• Action item
Determine the count of lines in the data below that include the word "roaring", and give nothing besides it.

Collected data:
== Segment start ==

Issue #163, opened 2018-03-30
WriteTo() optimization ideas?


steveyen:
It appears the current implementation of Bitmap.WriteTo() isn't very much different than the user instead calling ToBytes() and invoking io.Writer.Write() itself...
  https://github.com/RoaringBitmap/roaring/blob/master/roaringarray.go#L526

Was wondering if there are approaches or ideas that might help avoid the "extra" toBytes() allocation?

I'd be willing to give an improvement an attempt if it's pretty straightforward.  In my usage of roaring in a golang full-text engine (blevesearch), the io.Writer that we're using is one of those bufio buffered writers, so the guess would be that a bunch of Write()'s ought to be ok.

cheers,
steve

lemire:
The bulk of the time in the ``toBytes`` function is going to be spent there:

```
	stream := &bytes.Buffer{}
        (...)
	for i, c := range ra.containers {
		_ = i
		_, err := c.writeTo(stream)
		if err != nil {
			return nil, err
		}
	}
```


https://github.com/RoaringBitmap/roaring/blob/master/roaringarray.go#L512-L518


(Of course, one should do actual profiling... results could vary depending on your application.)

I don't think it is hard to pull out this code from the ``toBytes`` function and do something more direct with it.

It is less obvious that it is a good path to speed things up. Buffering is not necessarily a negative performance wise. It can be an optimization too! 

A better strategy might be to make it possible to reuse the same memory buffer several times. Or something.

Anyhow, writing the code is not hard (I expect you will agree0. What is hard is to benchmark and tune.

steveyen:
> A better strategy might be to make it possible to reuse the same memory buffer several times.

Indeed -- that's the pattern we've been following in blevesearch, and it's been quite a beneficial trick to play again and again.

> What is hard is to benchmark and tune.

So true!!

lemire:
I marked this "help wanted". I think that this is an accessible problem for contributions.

== Segment end ==

• Answer to the exercise
3